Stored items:
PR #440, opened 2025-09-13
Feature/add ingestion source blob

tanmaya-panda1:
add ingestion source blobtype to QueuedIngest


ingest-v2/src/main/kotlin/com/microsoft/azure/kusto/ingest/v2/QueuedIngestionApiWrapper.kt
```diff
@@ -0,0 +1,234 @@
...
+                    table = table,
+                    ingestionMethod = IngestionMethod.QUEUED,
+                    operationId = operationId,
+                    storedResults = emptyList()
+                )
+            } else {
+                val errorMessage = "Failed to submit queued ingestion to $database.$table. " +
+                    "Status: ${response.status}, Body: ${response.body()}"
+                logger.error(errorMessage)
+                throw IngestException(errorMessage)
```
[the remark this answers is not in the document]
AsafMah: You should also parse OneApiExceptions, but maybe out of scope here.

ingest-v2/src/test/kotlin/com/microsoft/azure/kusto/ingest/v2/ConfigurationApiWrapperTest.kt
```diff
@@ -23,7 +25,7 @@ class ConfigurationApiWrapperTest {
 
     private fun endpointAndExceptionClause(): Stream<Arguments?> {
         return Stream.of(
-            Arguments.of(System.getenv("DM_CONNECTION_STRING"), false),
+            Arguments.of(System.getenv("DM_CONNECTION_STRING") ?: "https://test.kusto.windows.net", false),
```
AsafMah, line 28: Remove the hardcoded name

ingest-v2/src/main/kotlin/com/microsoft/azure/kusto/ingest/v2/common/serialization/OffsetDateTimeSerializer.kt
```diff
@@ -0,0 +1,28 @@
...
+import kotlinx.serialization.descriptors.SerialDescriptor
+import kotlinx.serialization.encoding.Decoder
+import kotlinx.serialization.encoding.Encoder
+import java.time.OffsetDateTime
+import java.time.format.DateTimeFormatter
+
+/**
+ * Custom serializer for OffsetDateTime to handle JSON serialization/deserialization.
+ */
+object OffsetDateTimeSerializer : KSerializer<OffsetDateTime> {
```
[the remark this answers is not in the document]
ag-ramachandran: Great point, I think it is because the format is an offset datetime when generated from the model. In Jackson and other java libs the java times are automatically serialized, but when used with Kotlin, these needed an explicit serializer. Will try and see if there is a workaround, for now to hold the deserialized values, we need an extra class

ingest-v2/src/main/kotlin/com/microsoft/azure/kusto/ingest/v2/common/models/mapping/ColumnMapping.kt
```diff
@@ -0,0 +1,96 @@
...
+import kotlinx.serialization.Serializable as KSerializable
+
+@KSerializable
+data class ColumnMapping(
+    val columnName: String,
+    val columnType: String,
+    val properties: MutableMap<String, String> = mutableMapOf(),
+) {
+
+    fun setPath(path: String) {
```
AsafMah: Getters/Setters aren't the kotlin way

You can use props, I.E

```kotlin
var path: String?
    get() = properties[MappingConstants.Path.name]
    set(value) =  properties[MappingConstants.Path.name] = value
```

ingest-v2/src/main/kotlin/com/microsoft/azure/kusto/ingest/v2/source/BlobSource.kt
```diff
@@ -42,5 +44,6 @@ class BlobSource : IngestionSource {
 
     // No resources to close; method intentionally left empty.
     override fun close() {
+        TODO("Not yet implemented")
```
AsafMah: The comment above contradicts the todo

> **Task instructions**
Line by line, print the records above exactly as they stand.

> **The answer**
PR #440, opened 2025-09-13
Feature/add ingestion source blob

tanmaya-panda1:
add ingestion source blobtype to QueuedIngest


ingest-v2/src/main/kotlin/com/microsoft/azure/kusto/ingest/v2/QueuedIngestionApiWrapper.kt
```diff
@@ -0,0 +1,234 @@
...
+                    table = table,
+                    ingestionMethod = IngestionMethod.QUEUED,
+                    operationId = operationId,
+                    storedResults = emptyList()
+                )
+            } else {
+                val errorMessage = "Failed to submit queued ingestion to $database.$table. " +
+                    "Status: ${response.status}, Body: ${response.body()}"
+                logger.error(errorMessage)
+                throw IngestException(errorMessage)
```
[the remark this answers is not in the document]
AsafMah: You should also parse OneApiExceptions, but maybe out of scope here.

ingest-v2/src/test/kotlin/com/microsoft/azure/kusto/ingest/v2/ConfigurationApiWrapperTest.kt
```diff
@@ -23,7 +25,7 @@ class ConfigurationApiWrapperTest {
 
     private fun endpointAndExceptionClause(): Stream<Arguments?> {
         return Stream.of(
-            Arguments.of(System.getenv("DM_CONNECTION_STRING"), false),
+            Arguments.of(System.getenv("DM_CONNECTION_STRING") ?: "https://test.kusto.windows.net", false),
```
AsafMah, line 28: Remove the hardcoded name

ingest-v2/src/main/kotlin/com/microsoft/azure/kusto/ingest/v2/common/serialization/OffsetDateTimeSerializer.kt
```diff
@@ -0,0 +1,28 @@
...
+import kotlinx.serialization.descriptors.SerialDescriptor
+import kotlinx.serialization.encoding.Decoder
+import kotlinx.serialization.encoding.Encoder
+import java.time.OffsetDateTime
+import java.time.format.DateTimeFormatter
+
+/**
+ * Custom serializer for OffsetDateTime to handle JSON serialization/deserialization.
+ */
+object OffsetDateTimeSerializer : KSerializer<OffsetDateTime> {
```
[the remark this answers is not in the document]
ag-ramachandran: Great point, I think it is because the format is an offset datetime when generated from the model. In Jackson and other java libs the java times are automatically serialized, but when used with Kotlin, these needed an explicit serializer. Will try and see if there is a workaround, for now to hold the deserialized values, we need an extra class

ingest-v2/src/main/kotlin/com/microsoft/azure/kusto/ingest/v2/common/models/mapping/ColumnMapping.kt
```diff
@@ -0,0 +1,96 @@
...
+import kotlinx.serialization.Serializable as KSerializable
+
+@KSerializable
+data class ColumnMapping(
+    val columnName: String,
+    val columnType: String,
+    val properties: MutableMap<String, String> = mutableMapOf(),
+) {
+
+    fun setPath(path: String) {
```
AsafMah: Getters/Setters aren't the kotlin way

You can use props, I.E

```kotlin
var path: String?
    get() = properties[MappingConstants.Path.name]
    set(value) =  properties[MappingConstants.Path.name] = value
```

ingest-v2/src/main/kotlin/com/microsoft/azure/kusto/ingest/v2/source/BlobSource.kt
```diff
@@ -42,5 +44,6 @@ class BlobSource : IngestionSource {
 
     // No resources to close; method intentionally left empty.
     override fun close() {
+        TODO("Not yet implemented")
```
AsafMah: The comment above contradicts the todo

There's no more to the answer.